*** Data provided ***
PR #311, opened 2021-03-09
FIX: Fix assumptions for substitutional/interstitial sublattices in partitioned order/disorder phases

### LINKED ISSUE #310: Bug in order-disorder models when species other than VA are present in the "vacancy sublattice"
Below I have a complete, runnable example that demonstrates an error in handling order-disorder phases with non-vacancy constituents in the vacancy sublattice.

Given a binary A-B subsystem of a hypothetical A-B-C system, we can define a couple different sublattice models for the ordered phase (named `ORDERED`):

1. `(A,B,VA)(A,B,VA)(VA)` (suffixed in the test with `_VA_VA`, since there are vacancies in the disordered sublattice and "vacancy" sublattice)
2. `(A,B,VA)(A,B,VA)(C,VA)`(suffixed in the test with `_VA_VA_C `, since there are vacancies in the disordered sublattice and vacancies and C in the "vacancy" sublattice)
3. `(A,B)(A,B)(VA)` (suffixed in the test with `_VA_C `, since there are vacancies and C in the "vacancy" sublattice)

Now we can define a binary A-B model (`Model(db_{suffix}, ["A", "B", "VA"], "ORDERED")`) for each system and check the energy of pure A. 

The test shows that `_VA_VA` and `_VA_C` produce the correct energy for pure A (-10 kJ in this case), but the `_VA_VA_C` produces an incorrect energy (0 kJ in this case). 

There are two issues at play here:

1. Even though component `C` is not active in the model, the answer changes. This is because [this line](https://github.com/pycalphad/pycalphad/blob/be404461ad44a4677897a0cc0d843dd7bec1007e/pycalphad/model.py#L982) is identifying the vacancy sublattice by the Phase object's (active and inactive) constituents, rather than the Model object's active constituents. It might be necessary to look at the phase model so that we don't mis-identify a sublattice as a vacancy sublattice, but I think we could use a better heuristic to determine the vacancy sublattice and eliminate this as a potential bug.
2. [This `if` statement](https://github.com/pycalphad/pycalphad/blob/be404461ad44a4677897a0cc0d843dd7bec1007e/pycalphad/model.py#L985) incorrectly classifies the last sublattice as "not a vacancy sublattice"  in `_VA_C` and `_VA_VA_C` cases, since the vacancy sublattice of the Phase constituents contains more than one species. That leads to the `Model.mole_fractions` of species in this sublattice to be substituted for site fractions, which is incorrect. The incorrect behavior only manifests if `VA` is present in other sublattices than the vacancy sublattice (i.e. the `_VA_VA_C` case). The `_VA_C` gives the correct answer because for the wrong reason because `Model.mole_fractions` for `VA` in the vacancy sublattice reduces to `1`.  

The behavior is really subtle and only occurs if the vacancy sublattice has multiple constituents (active and inactive constituents, since we use `Phase.constituents`) AND one or more of those constituents shows up in the other sublattices.

```python
from pycalphad import Database, Model, variables as v
from pycalphad.tests.test_energy import check_energy

def test_order_disorder_interstitial_sublattice():
    TDB_OrderDisorder_VA_VA = """
    ELEMENT VA   VACUUM   0.0000E+00  0.0000E+00  0.0000E+00 !
    ELEMENT A    DISORD     0.0000E+00  0.0000E+00  0.0000E+00 !
    ELEMENT B    DISORD     0.0000E+00  0.0000E+00  0.0000E+00 !
    ELEMENT C    DISORD     0.0000E+00  0.0000E+00  0.0000E+00 !

    DEFINE_SYSTEM_DEFAULT ELEMENT 2 !
    DEFAULT_COMMAND DEF_SYS_ELEMENT VA !

    TYPE_DEFINITION % SEQ *!
    TYPE_DEFINITION & GES A_P_D DISORD MAGNETIC  -1.0    4.00000E-01 !
    TYPE_DEFINITION ( GES A_P_D ORDERED MAGNETIC  -1.0    4.00000E-01 !
    TYPE_DEFINITION ' GES A_P_D ORDERED DIS_PART DISORD ,,,!

    PHASE DISORD  %&  2 1   3 !
    PHASE ORDERED %('  3 0.5  0.5  3  !

    CONSTITUENT DISORD  : A,B,VA : VA :  !
    CONSTITUENT ORDERED  : A,B,VA : A,B,VA : VA :  !

    PARAMETER G(DISORD,A:VA;0)  298.15  -10000; 6000 N !
    PARAMETER G(DISORD,B:VA;0)  298.15  -10000; 6000 N !

    """

    TDB_OrderDisorder_VA_VA_C = """
    $ Compared to TDB_OrderDisorder_VA_VA, this database only
    $ differs in the fact that the VA sublattice contains C

    ELEMENT VA   VACUUM   0.0000E+00  0.0000E+00  0.0000E+00 !
    ELEMENT A    DISORD     0.0000E+00  0.0000E+00  0.0000E+00 !
    ELEMENT B    DISORD     0.0000E+00  0.0000E+00  0.0000E+00 !
    ELEMENT C    DISORD     0.0000E+00  0.0000E+00  0.0000E+00 !

    DEFINE_SYSTEM_DEFAULT ELEMENT 2 !
    DEFAULT_COMMAND DEF_SYS_ELEMENT VA !

    TYPE_DEFINITION % SEQ *!
    TYPE_DEFINITION & GES A_P_D DISORD MAGNETIC  -1.0    4.00000E-01 !
    TYPE_DEFINITION ( GES A_P_D ORDERED MAGNETIC  -1.0    4.00000E-01 !
    TYPE_DEFINITION ' GES A_P_D ORDERED DIS_PART DISORD ,,,!

    PHASE DISORD  %&  2 1   3 !
    PHASE ORDERED %('  3 0.5  0.5  3  !

    CONSTITUENT DISORD  : A,B,VA : C,VA :  !
    CONSTITUENT ORDERED  : A,B,VA : A,B,VA : C,VA :  !

    PARAMETER G(DISORD,A:VA;0)  298.15  -10000; 6000 N !
    PARAMETER G(DISORD,B:VA;0)  298.15  -10000; 6000 N !

    """

    TDB_OrderDisorder_VA_C = """
    $ Compared to TDB_OrderDisorder_VA_VA_C, this database only
    $ differs in the fact that the disorderd sublattices do not contain VA

    ELEMENT VA   VACUUM   0.0000E+00  0.0000E+00  0.0000E+00 !
    ELEMENT A    DISORD     0.0000E+00  0.0000E+00  0.0000E+00 !
    ELEMENT B    DISORD     0.0000E+00  0.0000E+00  0.0000E+00 !
    ELEMENT C    DISORD     0.0000E+00  0.0000E+00  0.0000E+00 !

    DEFINE_SYSTEM_DEFAULT ELEMENT 2 !
    DEFAULT_COMMAND DEF_SYS_ELEMENT VA !

    TYPE_DEFINITION % SEQ *!
    TYPE_DEFINITION & GES A_P_D DISORD MAGNETIC  -1.0    4.00000E-01 !
    TYPE_DEFINITION ( GES A_P_D ORDERED MAGNETIC  -1.0    4.00000E-01 !
    TYPE_DEFINITION ' GES A_P_D ORDERED DIS_PART DISORD ,,,!

    PHASE DISORD  %&  2 1   3 !
    PHASE ORDERED %('  3 0.5  0.5  3  !

    CONSTITUENT DISORD  : A,B : C,VA :  !
    CONSTITUENT ORDERED  : A,B : A,B : C,VA :  !

    PARAMETER G(DISORD,A:VA;0)  298.15  -10000; 6000 N !
    PARAMETER G(DISORD,B:VA;0)  298.15  -10000; 6000 N !

    """

    db_VA_VA = Database(TDB_OrderDisorder_VA_VA)
    db_VA_C = Database(TDB_OrderDisorder_VA_C)
    db_VA_VA_C = Database(TDB_OrderDisorder_VA_VA_C)

    mod_VA_VA = Model(db_VA_VA, ["A", "B", "VA"], "ORDERED")
    mod_VA_C = Model(db_VA_C, ["A", "B", "VA"], "ORDERED")
    mod_VA_VA_C = Model(db_VA_VA_C, ["A", "B", "VA"], "ORDERED")

    # Site fractions for pure A
    subs_dict = {
        v.Y('ORDERED', 0, v.Species('A')): 1.0,
        v.Y('ORDERED', 0, v.Species('B')): 0.0,
        v.Y('ORDERED', 0, v.Species('VA')): 0.0,
        v.Y('ORDERED', 1, v.Species('A')): 1.0,
        v.Y('ORDERED', 1, v.Species('B')): 0.0,
        v.Y('ORDERED', 1, v.Species('VA')): 0.0,
        v.Y('ORDERED', 2, v.Species('VA')): 1.0,
        v.T: 300.0,
    }

    check_energy(mod_VA_VA, subs_dict, -10000, mode='sympy')
    check_energy(mod_VA_C, subs_dict, -10000, mode='sympy')
    check_energy(mod_VA_VA_C, subs_dict, -10000, mode='sympy')


test_order_disorder_interstitial_sublattice()
```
***
### Exercise aim:
Starting with the first line of the data above, copy each line exactly until you reach the line with "Below I have"; include that line as well.

### Answer for the task:
PR #311, opened 2021-03-09
FIX: Fix assumptions for substitutional/interstitial sublattices in partitioned order/disorder phases

### LINKED ISSUE #310: Bug in order-disorder models when species other than VA are present in the "vacancy sublattice"
Below I have a complete, runnable example that demonstrates an error in handling order-disorder phases with non-vacancy constituents in the vacancy sublattice.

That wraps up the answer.